Learning SQL - Relational Databases

These tips are mostly applicable to all forms of SQL, some are specific to SQLite and versions of SQLite like RealSQL Databases and RealSQL Server databases.

What is a Relational Database?

Folks starting out with Relational Databases often get confused. I always get confused when I start something new so I know how you feel. Here is a simple explanation from Edgar Codd -who invented Relational Databases, The Wheel, Electricity and Hamburgers back in 1969. He actually only invented one of these things - can you guess which?

Its core idea is to describe a database as a collection of predicates over a finite set of predicate variables, describing constraints on the possible values and combinations of values. The content of the database at any given time is a finite (logical) model of the database, i.e. a set of relations, one per predicate variable, such that all predicates are satisfied. A request for information from the database (a database query) is also a predicate.

Got that? No, I don't understand a word of it either!

First let's have a look at other type of databases

Flat Files

Before we had Relational Databases we had flat files. A collection of information (data) could be stored in these files. The You could have many files, each storing a particular group of information for example a file called 'Children', each line of which was a particular student, another file could be called 'Classes'.

Children File Classes File
Susan Smith Cooking
Harry Totter Needlework
... ....

As you can see it would be very difficult to link these two files together to produce a list of Children taking particular courses. We could use another type of flat file where all the required data is listed in a single file.The groups of information would be 'delimited' (separated) by various means; there could be commas separating the pieces of information - this is what a CSV (Comma Separated Values) file does.

Susan Smith,Cooking
Susan Smith,Needlework
Susan Smith,Gardening
Harry Totter,Cooking
Harry Totter,Nuclear Physics

Comma separated data, One set of data per line

Tabs could be used to separate groups of information, or we could use the character position in the file, padding out the bits of information with spaces:

Susan Smith______Cooking
Susan Smith______Needlework
Susan Smith______Gardening
Harry Totter_____Cooking
Harry Totter_____Nuclear Physics

Positional Data Seperation - Name 1-17, Class 18-32

There are some problems associated with these sorts of files. There is a lot of data duplication. In the examples above changing a person's name would mean identifying every occurrence of the name and making sure it was changed. One of the aims of Normalisation - don't worry we'll cover that later in the Database Design - Normalisation lesson - is to remove duplication.

Finding data is also difficult to find one particular record we would have to read all the records in the file.

So, along came indexes. An index was a smaller file that held key information on the data in our flat file, so we might have records a bit like this:

Susan Smith,1,2,3
Harry Totter,4,5
This would tell us which lines (records) in the main file we needed to read to find a particular person's data.

These worked quite well and kept a lot of us in jobs as there was a LOT of coding to do to join all these files (all with different structures and formats) together. Then some clever people decided it would be a good idea if we could create a system where data could be linked together in a Master / Detail or Parent / Child format with this system dealing with all the indexing - the Relational Database.

The Relational Database

A Relational Database is way of storing data in a Master/Detail form. When I say Master /Detail I don't mean that one set of data is necessarily more important than the other.

At its most simplest a Relational Database can be seen as a set of one to many relationships. Each one of these relationships is joined together by Keys (more late in the course)

For example ONE Mother may have MANY Children - A Child may have only ONE Mother:

Mother Child Relationship

This is a diagrammatic representation of a Relationship. Notice how one end has 3 'legs' this can be called a crows foot and it signifies that this end of the relationship is the 'many' end.

This type of diagram can be called an Entity Model, A Relationship Model, and Entity Relationship Diagram (ERD) etc.....

NEVER try and design a Database without doing one of these first. You will probably go through many different versions so have a lot of pencils or invest in some software ( I like OmniGraffle ).

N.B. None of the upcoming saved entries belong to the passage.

PR #724, opened 2018-10-11
Replaced memcpy with std::copy / operator = in AVC components

mgonchar:
Replaced memcpy with std::copy / operator =

PR #731, opened 2018-10-12
Process h264d - use C++ primitives: memcpy => std::copy

ilapichev:
Issue: MDP-50956

### DIFF
--- a/_studio/mfx_lib/decode/h264/src/mfx_h264_dec_decode.cpp
+++ b/_studio/mfx_lib/decode/h264/src/mfx_h264_dec_decode.cpp
@@ -708,9 +708,9 @@ mfxStatus VideoDECODEH264::GetVideoParam(mfxVideoParam *par)
             return MFX_ERR_NOT_ENOUGH_BUFFER;
         }
 
-        memcpy_s(mvcSeqDesc->View, mvcSeqDesc->NumView * sizeof(mfxMVCViewDependency), mvcSeqDescInternal->View, mvcSeqDescInternal->NumView * sizeof(mfxMVCViewDependency));
-        memcpy_s(mvcSeqDesc->ViewId, mvcSeqDesc->NumViewId * sizeof(mfxU16), mvcSeqDescInternal->ViewId, mvcSeqDescInternal->NumViewId * sizeof(mfxU16));
-        memcpy_s(mvcSeqDesc->OP, mvcSeqDesc->NumOP * sizeof(mfxMVCOperationPoint), mvcSeqDescInternal->OP, mvcSeqDescInternal->NumOP * sizeof(mfxMVCOperationPoint));
+        std::copy(mvcSeqDesc->View, mvcSeqDesc->View + mvcSeqDesc->NumView * sizeof(mfxMVCViewDependency), mvcSeqDescInternal->View);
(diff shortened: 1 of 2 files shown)


ilapichev:

Original:
virtual void* GetDataPointer(void)   { return m_pDataPointer; }
Now:
virtual uint8_t* GetDataPointer(void)   { return m_pDataPointer; }

mgonchar:
It is already done in https://github.com/Intel-Media-SDK/MediaSDK/pull/724/

_studio/mfx_lib/decode/h264/src/mfx_h264_dec_decode.cpp
```diff
@@ -1640,7 +1640,7 @@ mfxStatus VideoDECODEH264::GetUserData(mfxU8 *ud, mfxU32 *sz, mfxU64 *ts)
     if (!m_isInit)
         return MFX_ERR_NOT_INITIALIZED;
 
-    MFX_CHECK_NULL_PTR3(ud, sz, ts);
+    //MFX_CHECK_NULL_PTR3(ud, sz, ts);
```
mgonchar: why you decided to remove check?

_studio/mfx_lib/decode/h264/src/mfx_h264_dec_decode.cpp
```diff
@@ -708,9 +708,9 @@ mfxStatus VideoDECODEH264::GetVideoParam(mfxVideoParam *par)
             return MFX_ERR_NOT_ENOUGH_BUFFER;
         }
 
-        memcpy_s(mvcSeqDesc->View, mvcSeqDesc->NumView * sizeof(mfxMVCViewDependency), mvcSeqDescInternal->View, mvcSeqDescInternal->NumView * sizeof(mfxMVCViewDependency));
-        memcpy_s(mvcSeqDesc->ViewId, mvcSeqDesc->NumViewId * sizeof(mfxU16), mvcSeqDescInternal->ViewId, mvcSeqDescInternal->NumViewId * sizeof(mfxU16));
-        memcpy_s(mvcSeqDesc->OP, mvcSeqDesc->NumOP * sizeof(mfxMVCOperationPoint), mvcSeqDescInternal->OP, mvcSeqDescInternal->NumOP * sizeof(mfxMVCOperationPoint));
+        std::copy(mvcSeqDesc->View, mvcSeqDesc->View + mvcSeqDesc->NumView * sizeof(mfxMVCViewDependency), mvcSeqDescInternal->View);
```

The relationship line may be dotted - signifying that the relationship is not mandatory. In this example that would mean that Children records could exist independently without Mothers - oh that's sad!

Mother and Children here would be created as Tables in our Database

Obviously real world Databases would be a lot more complicated than this. Let's draw an Entity Model for - Children who have mothers going to schools with books they bought from bookshops in certain towns.

School Children Relationship Digram

So to explain this:

Mothers have MANY Children, Children have only ONE Mother

A School has MANY Children, Children only got to ONE School

Towns have MANY Schools, A School can only be in ONE Town

Towns have MANY Bookshops, A Particular Bookshop can only be in ONE Town>

Bookshops have MANY Books, A Particular Book can only be in ONE Bookshop

Children own MANY Books, A Particular Book can only be owned by ONE Child

*MANY can be one or more

*Each Object in the Diagram represents a Table in a Database

*The Database is the complete collection of all these objects

Once you understand the concept of relationships and Entity Models you are on your way to becoming a Relational Database designer.

There will be more detail on Databases, Relationships, Resolving Many To Many, Self Referential Links and heaps more exciting stuff later in the course.

Before you carry on make sure you understand the above Entity Model.